Exercise:
Copy out the records that appear below, exactly as each one reads.

Stored data entries:
● ● ● ●
PR #2057, opened 2021-07-04
Adding Attack and Decay Settings

Model-Man:


Aircoookie:
Hey, I think you meant to add this as an issue in https://github.com/atuline/WLED , not as a pull request here :)

PR #2061, opened 2021-07-05
Usermod Settings polishing/documentation

embedded-creations:
Major Changes
- Add getValueFromJsonKey() wrapper function to check if value is present
- Add getValueFromJsonKey(element, destination, defaultvalue) - working, but not used as of now, can be removed if desired
- Update Usermod Settings html "number" field to use step="any", and make wider to make maximum values fully visible
  - step="any" allows viewing/submitting full 7/8-digit float values, and the arrow buttons step by 1 now, instead of .00001 (which wasn't good for integers or floats)
- Update usermod_v2_example.h with more complete example and documentation for Usermod Settings
- Update/rename usermode_rotary_brightness_color, to be used as an example of more robust parsing Usermod Settings values

LMK if I should have squashed these commits

TODO:
- [x] readFromConfig() has three options for how to load values from the config JSON, we need to pick one
  - Number 1 was your preference before you saw the three examples.  Number 2 is my preference after seeing the three examples
- [ ] html hasn't been generated/compressed yet


Aircoookie:
Thank you!

Thinking about it, I think we should go with option number 2 (your prefered) as the default for the example usermod. 1 is fine if no complete validation is necessary, but I like about your solution that the variable doesn't have to be repeated, which could be error-prone.
`getValueFromJsonKey()` thus is similar to the `CJSON` macro I'm using in `cfg.cpp`, only that that is only syntactic sugar for the `|` operator and does not explicitely check for presence of the value.

The optional check in number 1 and 3 (`top["a"].isNull() || top["b"].isNull() || top["c"].isNull()`) is horrible. Number 2 syntax is a lot nicer.

I do have some small suggestions:
- I believe the three-argument `getValueFromJsonKey()` to set a default value if not present is a great idea. The example usermod should perhaps show this capability for half of the values.
- The `Serial.println()` in  `getValueFromJsonKey()` in case of a missing value should be placed in flash `Serial.println(F("element.isNull()"));`
- the function name `getValueFromJsonKey()` is a bit long to type/remember. Although less concise, `getValueFromKey()`, `getJsonValue()`, `getKeyValue()`, `getValueFromJson()` or `getKey()` might be good alternatives.

embedded-creations:
Thanks for the feedback, I made your suggested changes.  I removed the printf which was just meant for my debugging

embedded-creations:
The HTML still needs to be generated/compressed!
● ● ● ●
Expected output:
PR #2057, opened 2021-07-04
Adding Attack and Decay Settings

Model-Man:


Aircoookie:
Hey, I think you meant to add this as an issue in https://github.com/atuline/WLED , not as a pull request here :)

PR #2061, opened 2021-07-05
Usermod Settings polishing/documentation

embedded-creations:
Major Changes
- Add getValueFromJsonKey() wrapper function to check if value is present
- Add getValueFromJsonKey(element, destination, defaultvalue) - working, but not used as of now, can be removed if desired
- Update Usermod Settings html "number" field to use step="any", and make wider to make maximum values fully visible
  - step="any" allows viewing/submitting full 7/8-digit float values, and the arrow buttons step by 1 now, instead of .00001 (which wasn't good for integers or floats)
- Update usermod_v2_example.h with more complete example and documentation for Usermod Settings
- Update/rename usermode_rotary_brightness_color, to be used as an example of more robust parsing Usermod Settings values

LMK if I should have squashed these commits

TODO:
- [x] readFromConfig() has three options for how to load values from the config JSON, we need to pick one
  - Number 1 was your preference before you saw the three examples.  Number 2 is my preference after seeing the three examples
- [ ] html hasn't been generated/compressed yet


Aircoookie:
Thank you!

Thinking about it, I think we should go with option number 2 (your prefered) as the default for the example usermod. 1 is fine if no complete validation is necessary, but I like about your solution that the variable doesn't have to be repeated, which could be error-prone.
`getValueFromJsonKey()` thus is similar to the `CJSON` macro I'm using in `cfg.cpp`, only that that is only syntactic sugar for the `|` operator and does not explicitely check for presence of the value.

The optional check in number 1 and 3 (`top["a"].isNull() || top["b"].isNull() || top["c"].isNull()`) is horrible. Number 2 syntax is a lot nicer.

I do have some small suggestions:
- I believe the three-argument `getValueFromJsonKey()` to set a default value if not present is a great idea. The example usermod should perhaps show this capability for half of the values.
- The `Serial.println()` in  `getValueFromJsonKey()` in case of a missing value should be placed in flash `Serial.println(F("element.isNull()"));`
- the function name `getValueFromJsonKey()` is a bit long to type/remember. Although less concise, `getValueFromKey()`, `getJsonValue()`, `getKeyValue()`, `getValueFromJson()` or `getKey()` might be good alternatives.

embedded-creations:
Thanks for the feedback, I made your suggested changes.  I removed the printf which was just meant for my debugging

embedded-creations:
The HTML still needs to be generated/compressed!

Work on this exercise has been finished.